• A Case of too much for Penn State

    DALLAS – When Case Keenum received Houston’s game plan for Monday’s TicketCity Bowl, he had a twinkle in his eye.

    “Before the game we knew we were going to throw the ball a bunch,” he said, “and talked about breaking records.”

    Keenum let his arm do the talking at Cotton Bowl Stadium, where he carved Penn State’s defense for 532 yards and three touchdowns in a convincing 30-14 victory before an announced crowd of 46,817.

    Keenum, the most prolific passer in NCAA history, broke six stadium postseason records, which date to 1937. He completed 45 passes in 69 attempts, both records for Nittany Lions opponents in any game.

    “I think he’s a really good quarterback, probably the best one we’ve seen all season,” said co-defensive coordinator Larry Johnson. “He really has a good eye. He really knows where to go with the ball. He’s precise in what he’s doing.”

    Penn State (9-4) dropped back-to-back bowl games for the first time since 1975-76 and finished its tumultuous season with its third loss in four games.

    Former assistant coach Jerry Sandusky was indicted on 40 counts of sexually abusing children in November, which led to the firing of Hall of Fame coach Joe Paterno and the departures of president Graham Spanier, vice president Gary Schultz and athletic director Tim Curley.

    “I don’t think the distractions got to us at all,” wide receiver Justin Brown said. “We were used to them from the whole season.”

    One other distraction might have hurt Penn State more than the scandal.

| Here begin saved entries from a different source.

PR #4523, opened 2026-08-23
Feature: enforce authoritative server-side form validation on record saves

andrewbrazzatti:
## Summary

Adds authoritative server-side execution of form-defined validators across every in-scope metadata-changing record save (create, metadata update, workflow transition, and awaited postSync secondary writes). The browser keeps its interactive validation UX, but the server now independently resolves the exact form version, conditional groups, sanitized JSONata context, named validation operations, advisory groups, authorization restrictions, and shadow/enforce rollout policy. Deployments start in `shadow` mode so existing integrations and historical records can be assessed before enforcement is switched on.

---

## Context / Motivation

Client-side validation alone cannot guarantee data integrity: API callers and crafted requests can bypass Angular validators entirely, and historical records written before any server authority may violate current form rules. This PR makes the server the single authority for record validity while preserving Angular's interactive feedback, API v1 compatibility, and existing hook workflows. Enforcement is deliberately opt-in via a shadow-first rollout so operators can gather evidence before blocking writes.

---

### Authoritative validation engine

- New `RecordValidationService` resolves exact forms, conditional/default group subsets, and candidate values independently of the client, with bounded caches and one shared wall-clock timeout covering blocking expressions, blocking validators, and the advisory pass.
- Conditional group expressions receive a single sanitized JSON-like context (`formData`, operation, record type, form, brand, workflow step, allowlisted request parameters, actor roles); raw request/session/header/token objects are never exposed.
- Rich-text sanitation runs as a candidate transformation before field/form validators (including per repeatable row) in both modes; stale or mismatched transformations fail closed rather than persisting raw values.
- Validation failures surface as safe, field/pointer/lineage-aware save issues with stable codes and strictly allowlisted public validator parameters; submitted values, patterns, and expressions never leave the server.

### Rollout controls and observability

- Mode precedence is `global -> global operation -> record type -> record-type operation`; workflow-stage configuration may restrict groups/roles/steps but cannot set mode, keeping the enforcement unit stable as `(record type, operation)`.
- Structured privacy-safe `record_validation_completed` logs, an OpenTelemetry meter (`redbox.record-validation`) with duration/run/error/timeout/configuration instruments, and a bounded process-local shadow report grouped by record type/operation/form/code.
- Baseline and changed rollout-mode fingerprints are durably audited under the synthetic OID `record-validation-rollout`; startup fails closed if audit read/write capability is unavailable.

### Save contracts and REST APIs

- Typed record-save success/failure response schemas across the create, updateMeta, updateObjectMeta, and transitionWorkflow routes, with documented 400/403/500 outcomes and an optional server-owned `operation` query intent on create/update/transition routes.
- New `RecordWriteClassification` distinguishes which write kinds require validation versus authorization-only, system-metadata, and no-change exemptions; named operations are still resolved and authorized even on exempt classifications.
- Explicit internal bypasses (`historical-record-repair`, `trusted-data-migration`, `configuration-recovery`) require a runtime-checked save context and a durable, payload-free `validation-bypassed` audit; the direct v1 `createBatch` path writes `batch-validation-bypassed` before forwarding.

### Angular and shared foundations

- Save flows propagate the optional operation intent through `RecordService`/form service calls; save button configuration gains validation-operation wiring, and suggested-validation-summary handling aligns with advisory findings.
- `sails-ng-common` gains shared validation models, validation-group definitions/fixtures, extended record-save issue contracts (lineage paths, bounded parameters, target-field overrides), and hardened JSONata helpers with parity fixtures.
- Mongo storage supports branded update deep targets, and internal updates resolve the correct brand.

---

## Testing

- Added extensive unit/integration coverage: new `RecordValidationService` (~3k lines of specs), heavily expanded `RecordsService` specs, `RecordSaveResponse`, `RecordWriteClassification`, api-route schema, validator/client/construct visitor, FormsService, FormManagementController, and RecordController tests.
- Added `sails-ng-common` unit suites for validation models, validation groups, record-save contracts, JSONata helpers, and the save button model; Bruno integration tests updated to use the configured publication queue step.
- Fixed the redbox-core Mocha runner for Node 24 compatibility and added translation verification scripting plus language-default coverage for new messages.

---

### Storage hook contract

`StorageService.createRecordAudit()` stays optional in the TypeScript interface so out-of-tree storage hooks keep compiling, but becomes a runtime requirement for rollout startup, explicit bypasses, bootstrap-data migration, and `createBatch`; those paths reject writes when the method is absent or durable success is not confirmed.

### Performance and safety

Validator/expression work runs under bounded caches and a single deadline anchored before blocking work; late completions are ignored and late rejections absorbed. Metric labels and logs exclude record values, expressions, request parameters, and actor identities, keeping cardinality and privacy bounded.

---

## Backwards Compatibility

API v1 responses remain compatible while v2-style typed contracts are introduced; the omitted-operation policy preserves existing exempt-update skips, and the default shadow mode means no write is blocked until an operator selects `enforce`. Angular validation UX is unchanged apart from surfacing server advisory issues.

---

## Deployment Notes

Deployments should run in the default `shadow` mode, review the shadow report and telemetry by record type/operation/form/code, repair historical records through the ordinary save boundary where possible, and only then enable `enforce` per record type and operation. Custom storage hooks used on affected paths must implement idempotent audit lookup and durable `createRecordAudit`. Configuration and operational procedures are documented in the wiki (Server-Side-Form-Validation-Operations, Configuring-Record-Forms, ReDBox-Portal-API).

---

## Impact

The server is now the authoritative validator for all metadata-changing saves, with a safe shadow-first rollout, complete observability, durable audit trails for every unvalidated write, and no breaking change to existing clients or workflows.


shilob (approved):

PR #4534, opened 2026-08-25
Bugfix: generate historical hyphenless record OIDs

andrewbrazzatti:
## Summary

Restores the historical ReDBox record OID format when new record identifiers are generated server-side. Generated OIDs are now 32-character hex strings without hyphens, matching legacy ReDBox data, while any explicitly supplied `redboxOid` continues to take precedence.

---

## Context / Motivation

Record creation previously generated OIDs via a plain UUID value, which includes hyphens. Legacy ReDBox systems store record OIDs as UUID bytes without separators, so newly created records diverged from the established identifier format used across existing data, integrations, and external references. This change aligns generated OIDs with that historical convention without affecting records or workflows that supply their own OIDs.

---

### Historical OID generation

- Adds a dedicated `generateRecordOid` helper in `RecordsService` that strips separators from generated UUIDs, producing the traditional hyphenless 32-hex-character format.
- Applies the helper to both configured and bootstrap-safe record creation paths so every generated OID is consistent regardless of entry point.

### Preassigned OID preservation

- Storage-level creation now preserves a preassigned record OID instead of generating a replacement, ensuring the identity selected upstream remains authoritative end to end.

---

## Testing

- Added unit tests asserting that configured and bootstrap-safe creates persist a hyphenless OID matching the expected 32-hex-character pattern before storage.
- Added storage service tests verifying that a preassigned OID survives creation untouched and that no replacement OID is generated.
- Existing create-pipeline tests continue to cover explicit-OID authoritativeness for attachments, reload, indexing, audit, and responses.

---

### Data consistency

New records now share the same identifier shape as historical data, avoiding mixed-format OIDs within repositories and downstream systems that assume the legacy layout.

### Identity authority

The change reinforces that an explicitly supplied `redboxOid` remains authoritative, with generation only occurring as a fallback, and that storage layers respect identities assigned upstream.

---

## Backwards Compatibility

Existing records are unaffected. Records created with hyphenated OIDs remain valid; only newly generated identifiers adopt the hyphenless format. Explicitly supplied OIDs continue to work as before.

---

## Deployment Notes

No migrations or configuration changes are required. The behaviour change applies immediately on deploy for all subsequently created records.

---

## Impact

Ensures all server-generated record OIDs conform to the long-standing ReDBox identifier format, keeping new data consistent with legacy records and external integrations.

### DIFF
--- a/.circleci/config.yml
+++ b/.circleci/config.yml
@@ -177,10 +177,24 @@ jobs:
           command: |
             mkdir -p /tmp/.codecov-cli
             cd /tmp/.codecov-cli
-            curl https://keybase.io/codecovsecops/pgp_keys.asc | gpg --no-default-keyring --keyring trustedkeys.gpg --import
-            curl -Os https://cli.codecov.io/latest/linux/codecov
-            curl -Os https://cli.codecov.io/latest/linux/codecov.SHA256SUM
-            curl -Os https://cli.codecov.io/latest/linux/codecov.SHA256SUM.sig
+            downloadCodecovFile() {
+              local url="$1"
+              local target="$2"
+              local attempt
+              for attempt in 1 2 3 4 5; do
+                if curl --fail --location --silent --show-error --output "$target" "$url" && test -s "$target"; then
+                  return 0
+                fi
+                echo "Retrying Codecov download ($attempt/5): $url" >&2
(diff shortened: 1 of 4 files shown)


shilob (approved):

    Quarterback Matt McGloin and wide receiver Curtis Drake fought after a Dec. 17 practice in the locker room. Neither one played Monday, McGloin because he did not receive medical clearance after suffering a seizure and concussion and Drake because he did not make the trip for personal reasons.

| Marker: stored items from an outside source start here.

PR #4570, opened 2026-08-31
Bugfix: exclude development hook from runtime Docker image

andrewbrazzatti:
## Summary

Exclude the development-only `redbox-hook-dev` package from the production Docker runtime image by removing its `node_modules` directory during the build prune step.

---

## Context / Motivation

The `redbox-hook-dev` package is intended only for local development workflows. Its `node_modules` directory was not being cleaned during the production prune, meaning it was unnecessarily included in the final runtime image. This adds unused dependencies to the production image, increasing image size and surface area.

---

### Docker image hygiene

- Adds `node_modules/redbox-hook-dev` to the list of directories removed after `npm prune --omit=dev`, ensuring the development hook is fully excluded from the runtime stage.

---

## Testing

- No new tests required; this is a build-time change. Existing CI builds will confirm the runtime image builds correctly.

---

### Image size and security

Removing unused development `node_modules` from the runtime image reduces image size and removes any potential attack surface from unnecessary packages.

---

## Backwards Compatibility

No functional change to the portal runtime. The `redbox-hook-dev` package was already only used during local development and is not required at runtime.

---

## Deployment Notes

No special deployment steps required. This change applies automatically when the Docker image is rebuilt.

---

## Impact

A straightforward build hygiene improvement that ensures the production Docker image does not carry unnecessary development dependencies.

Replacement for the no-op merge of #4539 during stack branch recovery. The original implementation commits remain on this branch.

### DIFF
--- a/Dockerfile
+++ b/Dockerfile
@@ -75,6 +75,7 @@ RUN cp -a node_modules /tmp/test-node_modules \
 RUN npm prune --omit=dev \
  && npm cache clean --force \
  && rm -rf \
+    node_modules/redbox-hook-dev \
     packages/redbox-core/node_modules \
     packages/sails-ng-common/node_modules \
     packages/raido/node_modules \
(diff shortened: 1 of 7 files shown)


shilob (approved):

PR #4571, opened 2026-08-31
Bugfix: preserve create form fingerprints across workflow transitions

andrewbrazzatti:
## Summary

Corrects form fingerprint validation for browser-created records that transition to another workflow step during save.

Changes made:

* Validates a create against the form contract that was delivered to the browser.
* Keeps the requested target workflow step as save intent rather than treating it as a different submitted form.
* Prevents valid strict-concurrency creates from being rejected with a misleading `form-definition-changed` problem.

## Context / related work

* Builds on the HTTP optimistic concurrency and form fingerprint handling introduced in the stacked concurrency work.
* Complements the existing create and workflow-transition save contracts without changing update validation.

* `RecordController` now fingerprints a new record from its starting workflow step, while retaining target-step fingerprinting for existing records.
* `RecordsService` keeps a server-owned representation of the starting create form for the concurrency comparison after workflow metadata is advanced to the target step.
* The response continues to return the issued form fingerprint for subsequent client requests.

## Testing

* Added focused `RecordsService` coverage for a strict-concurrency create that transitions from the starting step to a target step.
* The test verifies persistence succeeds, storage is called once, and the result does not contain `form-definition-changed`.

## Backwards Compatibility

Existing update and transition fingerprint checks retain their current behaviour. The change only corrects the create path, where no stored record exists yet and the target transition is not the form contract submitted by the browser.

## Impact

Browser-created records can now complete an authorised workflow transition under strict concurrency without a false form-definition conflict.

Replacement for the no-op merge of #4548 during stack branch recovery. The original implementation commits remain on this branch.

### DIFF
--- a/packages/redbox-core/src/RecordsService.ts
+++ b/packages/redbox-core/src/RecordsService.ts
@@ -245,7 +245,6 @@ export interface RecordsService {
   getRecordFormFingerprint(
     record: RecordInput,
     recordType: Record<string, unknown>,
-    targetStep?: unknown,
     sourceForm?: FormAttributes
   ): Promise<string | undefined>;
   getResolvedPermissionsSummary(oid: string): Promise<ResolvedRecordPermissions>;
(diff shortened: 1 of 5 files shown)


shilob (approved):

    With Rob Bolden replacing McGloin, the Nittany Lions struggled and were unable to keep the ball away from Keenum and the Cougars (13-1).

    “You play the cards you have,” interim coach Tom Bradley said. “I think we could have helped Rob today. We dropped some passes. We didn’t make plays when we had to make them.”

    Making his first start since Oct. 15 against Purdue, Bolden was, to put it kindly, ineffective. He completed just 7-of-26 passes for 137 yards, was intercepted three times and saw Houston defenders drop three other passes.

    “There were some balls I wish I could have had back,” Bolden said, “and some balls that could have been caught. I think I did pretty well.”

    Keenum played on another level than Bolden did. In the first quarter alone, he completed 21-of-29 passes for two touchdowns and 227 yards, which broke an NCAA bowl record.

    He found Patrick Edwards behind D’Anton Lynn for a 40-yard touchdown on Houston’s first series and later hit Justin Johnson on an 8-yard score, helping give the Cougars a 17-0 lead.

    Bradley worried about the game about how the defense would adjust to Houston’s pace in the first quarter, especially with All-American tackle Devon Still hobbled by turf toe.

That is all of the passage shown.